++++ EXERCISE INPUTS ++++
PR #502, opened 2024-11-11
Add update command to network-area route

Fyusel:
Support to update labels for a network-area route.

### DIFF
--- a/internal/cmd/beta/network-area/route/update/update.go
+++ b/internal/cmd/beta/network-area/route/update/update.go
@@ -1,23 +1,22 @@
-package describe
+package update
 
 import (
 	"context"
 	"encoding/json"
 	"fmt"
-	"strings"
 
 	"github.com/goccy/go-yaml"
+	"github.com/spf13/cobra"
 	"github.com/stackitcloud/stackit-cli/internal/pkg/args"
+	"github.com/stackitcloud/stackit-cli/internal/pkg/errors"
 	"github.com/stackitcloud/stackit-cli/internal/pkg/examples"
 	"github.com/stackitcloud/stackit-cli/internal/pkg/flags"
 	"github.com/stackitcloud/stackit-cli/internal/pkg/globalflags"
 	"github.com/stackitcloud/stackit-cli/internal/pkg/print"
 	"github.com/stackitcloud/stackit-cli/internal/pkg/services/iaas/client"
-	"github.com/stackitcloud/stackit-cli/internal/pkg/tables"
+	iaasUtils "github.com/stackitcloud/stackit-cli/internal/pkg/services/iaas/utils"
 	"github.com/stackitcloud/stackit-cli/internal/pkg/utils"
 	"github.com/stackitcloud/stackit-sdk-go/services/iaas"
-
-	"github.com/spf13/cobra"
 )
 
 const (
@@ -25,6 +24,8 @@ const (
 
 	organizationIdFlag = "organization-id"
 	networkAreaIdFlag  = "network-area-id"
+
+	labelFlag = "labels"
 )
 
 type inputModel struct {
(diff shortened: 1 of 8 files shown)


internal/cmd/beta/network-area/route/describe/describe.go
```diff
@@ -137,6 +138,19 @@ func outputResult(p *print.Printer, outputFormat string, route *iaas.Route) erro
...
+		for _, v := range *route.GetLabels() {
+			count++
+			if value, ok := v.(string); ok {
+				sb.WriteString(value)
+				if len(*route.GetLabels()) != count {
+					sb.WriteString(" ")
+				}
+			}
+		}
+		table.AddRow("Labels", sb.String())
```
joaopalet, line 153: Here I think we could avoid the strings.Builder and make it something like this. I think it's simpler to read and also more inline with other commands


```go
if route.Labels != nil && len(*route.Labels) > 0 {
    labels := []string{}
    for key, value := range *route.Labels {
        labels = append(labels, fmt.Sprintf("%s: %s", key, value))
    }

    table.AddSeparator()
    table.AddRow("Labels", strings.Join(labels, "\n"))
}
```

joaopalet: Also, this has two other benefits:
- Only shows the Labels row if there is at least a label
- Shows both key and value of each label, one per row

internal/cmd/beta/network-area/route/describe/describe.go
```diff
@@ -137,6 +138,19 @@ func outputResult(p *print.Printer, outputFormat string, route *iaas.Route) erro
 		table.AddRow("Prefix", *route.Prefix)
 		table.AddSeparator()
 		table.AddRow("Nexthop", *route.Nexthop)
```
joaopalet, line 140: Btw, could you make all row names capitalized? We have it like that in all other commands, not sure why this one wasn't 😬

joaopalet: Like `table.AddRow("PREFIX", *route.Prefix)`

internal/cmd/beta/network-area/route/update/update.go
```diff
@@ -0,0 +1,166 @@
...
+		Short: "Updates a static route in a STACKIT Network Area (SNA)",
+		Long: fmt.Sprintf("%s\n%s\n",
+			"Updates a static route in a STACKIT Network Area (SNA).",
+			"This command is currently asynchonous only due to limitations in the waiting functionality of the SDK. This will be updated in a future release.",
+		),
+		Args: args.SingleArg(routeIdArg, utils.ValidateUUID),
+		Example: examples.Build(
+			examples.NewExample(
+				`Updates the label(s) of a static route with ID "xxx" in a STACKIT Network Area with ID "yyy" in organization with ID "zzz"`,
+				"$ stackit beta network-area route update xxx --label key=value,foo=bar --organization-id yyy --network-area-id zzz",
```
joaopalet, line 51: Since we have the flag in the singular form:
```suggestion
				"$ stackit beta network-area route update xxx --label key=value --label foo=bar --organization-id yyy --network-area-id zzz",
```

joaopalet: Alternatively, and I think this could even make it more clear, the flag could have the name in the plural `labels`

joaopalet (commented):
Overall very nice first PR, thanks for having a look at how things are done in other commands and following the same here! This is really the idea for the CLI codebase

internal/cmd/beta/network-area/route/update/update.go
Fyusel: Changed to to `labels`

internal/cmd/beta/network-area/route/describe/describe.go
```diff
@@ -134,9 +135,18 @@ func outputResult(p *print.Printer, outputFormat string, route *iaas.Route) erro
...
+		table.AddRow("NEXTHOP", *route.Nexthop)
+		table.AddSeparator()
+		if route.Labels != nil && len(*route.Labels) > 0 {
+			labels := []string{}
+			for key, value := range *route.Labels {
+				labels = append(labels, fmt.Sprintf("%s: %s", key, value))
+			}
+			table.AddSeparator()
+			table.AddRow("LABELS", strings.Join(labels, "\n"))
+		}
```
joaopalet, line 149: The separation from line 141 is not needed, right? As if the network has labels, it will be added in line 147 already

Fyusel: Yes, you are right :+1: 
Line removed

joaopalet (approved):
++++
● **PROBLEM REQUIREMENTS**
What is the number of lines in the data holding the word "args"? Reply with that number only.

● **OUTPUT FOR THIS TASK**
2